The path-safety check deserves emphasis. Before any file is read, the path is validated against three attack patterns: directory traversal sequences (../ and encoded variants), null bytes, and absolute paths. A receipt that claims its manifest lives at ../../../../etc/passwd should not trigger a filesystem read. It should produce an UNSAFE_PATH failure immediately.

The twelve failure codes map precisely to where in the pipeline the verification broke down:

Code	Stage
`UNSAFE_PATH`	Path safety validation
`MANIFEST_NOT_FOUND`	File existence check
`MANIFEST_TOO_LARGE`	Size limit enforcement
`MANIFEST_READ_ERROR`	Filesystem I/O
`MANIFEST_PARSE_FAIL`	JSON deserialization
`MANIFEST_SCHEMA_INVALID`	Zod schema validation
`MANIFEST_HASH_MISMATCH`	SHA-256 re-derivation
`DELIVERED_MISMATCH`	Artifact list reconciliation
`ARTIFACT_NOT_FOUND`	Artifact file existence
`ARTIFACT_TOO_LARGE`	Artifact size limit
`ARTIFACT_SIZE_MISMATCH`	Declared vs actual size
`ARTIFACT_HASH_MISMATCH`	Artifact SHA-256 re-derivation

A MANIFEST_HASH_MISMATCH means the manifest file exists and is valid JSON but the content no longer matches what the solver claimed when posting the receipt. This is either tampering or a re-run that overwrote the evidence directory. Either way, the Watchtower opens a finding.

Behaviour Signal Derivation

Evidence verification catches integrity failures on individual receipts. Behaviour-signal derivation operates at a higher level: it watches the pattern of an agent’s activity over time and flags anomalies that would not be visible in any single receipt.

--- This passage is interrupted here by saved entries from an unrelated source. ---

PR #1761, opened 2026-08-25
Download Yarn from npm registry instead of heroku-nodebin S3

schneems:
The `heroku-nodebin` S3 bucket is being sunset, so point the Yarn download at the public npm registry tarball instead (`https://registry.npmjs.org/yarn/-/yarn-<version>.tgz`).

The npm tarball is structurally identical to the S3 one (both extract to `package/` with the same `bin/yarn` and `bin/yarnpkg`), so the existing `Fetcher#fetch_untar` + `strip_components: 1` install path and the resulting on-disk layout are unchanged. Only the URL string changes; note npm's filename convention has no `v` prefix and uses `.tgz`.

Add a unit spec guarding that `Nodebin.yarn` points at `registry.npmjs.org` so it can't silently regress back to the S3 bucket.

W-21368290

### DIFF
--- a/spec/helpers/nodebin_spec.rb
+++ b/spec/helpers/nodebin_spec.rb
@@ -1,0 +1,13 @@
+require "spec_helper"
+
+describe LanguagePack::Helpers::Nodebin do
+  describe ".yarn" do
+    it "downloads Yarn from the npm registry (not the heroku-nodebin S3 bucket)" do
+      url = LanguagePack::Helpers::Nodebin.yarn["url"]
+
+      expect(url).to include("registry.npmjs.org")
+      expect(url).to_not include("heroku-nodebin")
+      expect(url).to eq("https://registry.npmjs.org/yarn/-/yarn-#{LanguagePack::Helpers::Nodebin::YARN_VERSION}.tgz")
+    end
+  end
+end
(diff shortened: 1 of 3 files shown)


spec/helpers/nodebin_spec.rb
```diff
@@ -0,0 +1,13 @@
+require "spec_helper"
+
+describe LanguagePack::Helpers::Nodebin do
+  describe ".yarn" do
```
colincasey, line 4: Does this spec invoke the Yarn binary at all? If not, could it? 

I'm sure this PR should be fine as the S3 tarball and the package tarball should be equivalent in terms of content so if there were no problems extracting and running the S3 tarball, there should be none here. It would be nice to verify Yarn binary execution was successful regardless.

colincasey (approved):

spec/helpers/nodebin_spec.rb
schneems: It is invoked by proxy via hatchet tests. This one asserts we're running `yarn install`

```
  it "works with jsbundling" do
    Hatchet::Runner.new("rails-jsbundling").tap do |app|
      app.deploy do
        expect(app.output).to include("yarn install")
        expect(app.output).to include("Asset precompilation completed")
      end
    end
  end
  ```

The system derives ten signals from the combination of receipts, evidence-verification results, and chain events. Each signal carries a severity level and a weight. The severity levels drive automated-response thresholds:

const SEVERITY_POINTS: Record<string, number> = {
  LOW: 5,
  MEDIUM: 15,
  HIGH: 30,
  CRITICAL: 60,
};

A CRITICAL signal does not feed into the score calculation. It overrides it. Any CRITICAL signal in a snapshot window sets the overall risk to 100 regardless of math. This is a deliberate choice: certain behaviours (fabricated hashes, challenge-window violations, bond manipulation) are not high risk — they are categorical failures that require immediate action. The override pattern echoes the fail-stop discipline from the Byzantine-fault-tolerance literature¹⁰, ⁸: certain classes of detected misbehaviour must terminate normal processing immediately rather than be averaged into a continuous score.

LOW signals are informational. An agent that occasionally runs close to its time budget or posts receipts slightly late in a window accumulates LOW signals. These do not trigger automated disputes but they do appear in the risk report and contribute to the composite score. A pattern of consistent LOW signals can push a score into the range that triggers an alert even without any individual HIGH or CRITICAL finding.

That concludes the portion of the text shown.